Jepang boleh bangkrut. Tapi semangat hidup warganya tak pernah surut. Di tengah usianya yang kian menua, Hirohito juga tetap menjalankan tugasnya selaku pemersatu dan penguat moral bangsa.
Ideologi ultra-nasionalisme dibuang. Demokrasi disambut. Etos kerja dan kedisiplinan yang menakjubkan membuat Jepang mudah bangkit. Para ahli menyebutnya sebagai keajaiban karena pertumbuhan ekonomi Jepang melesat dalam durasi dan skala yang melampaui ekspektasi orang-orang.
Robert J. Crawford menganalisisnya di kanal Harvard Bussines Review dengan judul Reinterpreting the Japanese Economic Miracle (edisi Januari-Februari 1998). Ia menulis hingga pertengahan 1950-an ekonomi Jepang mengalami penyembuhan berkat reformasi ekonomi dari pemerintah.
Investasi AS juga datang, baik yang terprogram maupun karena disetir Perang Korea yang memaksa AS memusatkan logistik dan produksi senjatanya di Jepang.

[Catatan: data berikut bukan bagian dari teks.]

PR #467, opened 2022-03-07
Remove cog.Predictor

bfirsh:
We're doing a backwards incompatible change anyway, and this is actually
a neat bit of forced compatibility. If you try to use a old Cog model
with new Cog it will just fail because it can't import `Predictor`,
instead of failing somewhere deeper in the stack.

### DIFF
--- a/python/cog/__init__.py
+++ b/python/cog/__init__.py
@@ -3,14 +3,10 @@ from pydantic import BaseModel
 from .predictor import BasePredictor
 from .types import File, Input, Path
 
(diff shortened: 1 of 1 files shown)


zeke (approved):
This looks good to me.

As an alternative, is there a way to catch when someone tries to import `Predictor` and respond with a helpful error message? Maybe keep exporting `Predictor` but make it a function that says "hey you need to upgrade"?

bfirsh:
Yes! Feels like it could be a bit of follow-up work, if we find people are bumping into this?

PR #469, opened 2022-03-08
Add types to enums in the schema

bfirsh:
This is stopping `choices` work on `Input`.

This is what the pydantic docs tell us to do: https://pydantic-docs.helpmanual.io/usage/types/#enums-and-choices

We need to do multiple inheritance to make the types work. It's always
a string, but may as well use InputType in case we support other things
in the future.

Also included a related fix to add a type to Response.status.

h/t @dashstander for the report!


andreasjansson (approved):
LGTM!

PR #471, opened 2022-03-08
document how to yield progressive output

### LINKED ISSUE #435: document how to yield progressive outputs with pydantic Cog

zeke:
Resolves #435


bfirsh:
Fantastic!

Industrialisasi jalan lagi. Hingga awal 1970-an Jepang mengalami pertumbuhan PDB yang menjanjikan. Konsumsi meningkat, baik yang pokok hingga yang rekreasional. Atmosfer ini menggerakkan berbagai sektor industri pemenuh kebutuhan primer, sekunder, dan tersier.
Di saat yang bersamaan proyek infrastruktur terus digenjot hingga ke pelosok. Memasuki 1980-an Jepang menjadi telah memantapkan diri sebagai salah satu eksportir tersukses. Produk kebudayaan modern mereka laris manis di pasar dunia. Pasar saham Jepang berkali-kali meraih rekor tertinggi.
Hirohito hidup untuk membersamai Jepang melalui periode yang amat dinamis. Mulai saat mereka memetik keberhasilan restorasi Meiji, lalu hancur digempur Sekutu, hingga akhirnya bangkit menjadi kekuatan ekonomi terbesar kedua di dunia, di tahun kematiannya, pada awal Januari 1989.